Fats also influence the digestion of proteins and carbohydrates by slowing down how quickly the stomach empties. Whenever we eat a fat the body delays stomach emptying so it can begin to synthesize all the bile it will need to properly emulsify the fats. The ideal combination is to eat proteins and fats together, as this delay in stomach emptying helps to ensure proper protein digestion. Mixed with starches, however, fat delays carbohydrate digestion, causing it to sit in the stomach longer. For most complex carbohydrates this isn’t a problem and it can even be beneficial, slowing how quickly the starchy food gets turned into blood sugar. But when fat is mixed with particularly gluey and starchy foods such as bread, pastries and pasta, the glue-like consistency impairs the activity of bile, leading to poor fat digestion and gall bladder problems.
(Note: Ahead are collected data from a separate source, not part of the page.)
PR #1591, opened 2026-09-07
Fix reliable mouse button state across reconnects

adamshiervani:
### Summary

A mouse report suppressed before the HID handshake can still update the cached button state, and that cache survives channel replacement. Subsequent reports can therefore omit the reliable button transition. Reset the cache for each channel/handshake and update it only after sending a report.

### Validation

The browser regression covers held-button reconnects, reports before the handshake, and reliable release delivery: `CHROME_BIN=/usr/bin/google-chrome node tests/hid-button-generation.mjs` passes. The test also supports Playwright's default browser when `CHROME_BIN` is unset.

UI lint passes with existing warnings; `npx vite build --mode=device` passes. `npx tsc -b` reports the same diagnostics as unchanged `dev` at d58e6e44 (compared after normalizing line numbers). Full device E2E has not been run for this draft.

---

> [!NOTE]
> **Medium Risk**
> Touches live HID pointer reporting and channel selection; a regression could leave mouse buttons stuck or missing on the host after reconnect.
> 
> **Overview**
> Fixes a bug where **absolute mouse button state** could be wrong after WebRTC/HID channel replacement or when reports were dropped before the HID handshake completed.
> 
> In `useHidRpc`, **`sendMessage` now returns a boolean** so callers know whether a report was actually sent. **`lastAbsButtons` resets** whenever `rpcHidChannel` or handshake readiness changes (not a single long-lived ref), and the cached button mask is **updated only after a successful send**. That forces the next report after reconnect or a failed pre-handshake send to treat a button change as new and route it on the **reliable** channel instead of silently skipping the transition.
> 
> Adds a **Playwright remote-agent E2E** (`ra-hid-reconnect.spec.ts`) for session takeover: press, second tab release, “Use Here”, then press/release on the host. Adds a **bundled browser regression** (`hid-button-generation.mjs`) for held buttons across channel swap, pre-handshake suppression, and release delivery.
> 
> <sup>Reviewed by [Cursor Bugbot](https://cursor.com/bugbot) for commit 153d4168f61b528880f7a63bc19b6887486ef258. Bugbot is set up for automated code reviews on this repo. Configure [here](https://www.cursor.com/dashboard/bugbot).</sup>

### DIFF
--- a/ui/e2e/remote-agent/ra-hid-reconnect.spec.ts
+++ b/ui/e2e/remote-agent/ra-hid-reconnect.spec.ts
@@ -1,0 +1,92 @@
+import { test, expect } from "@playwright/test";
+import { ensureNoPasswordViaAPI, ensureRpcReady, sendAbsMouseMove } from "../helpers";
+import { createRemoteAgent } from "./remote-agent";
+
+const agent = createRemoteAgent();
+
+test("mouse buttons reach the host after a session takeover and reconnect", async ({
+  page,
+  browser,
+}) => {
+  test.setTimeout(90_000);
+  test.skip(!agent, "JETKVM_REMOTE_HOST not set");
+  await agent!.ensureDeployed();
+  await ensureNoPasswordViaAPI();
+  await page.addInitScript(() => {
+    const original = RTCDataChannel.prototype.send;
+    (window as unknown as { __pointerChannels: string[] }).__pointerChannels = [];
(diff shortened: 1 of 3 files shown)


adamshiervani:
Added a hardware E2E regression for session takeover and reconnect. On RV1106 with a Debian Wayland host, the test observes mouse-button events on the host and confirms that the first press and release after reconnect both reach the device. Passed (1 test); the controlled browser regression also passes.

Poor food combinations also affect the large intestine and the creation of feces. Most people are unaware that upwards of 60% of the volume of a bowel movement are bacteria. Since bacteria are dependent upon whatever substrate is available, changes to what we eat results in different types of microbial ecologies, and hence affects the nature and quality of the bowel movement. Improper protein digestion results in protein putrefaction in the colon, leading to foul-smelling gas and bowel movements. A whitish discoloration or feces that float is indicative of poor fat digestion. Both constipation and diarrhea can be caused by a lack of fiber in the diet, from poor food combinations, and in constipation especially, refined carbohydrates such as flour, pasta and bread.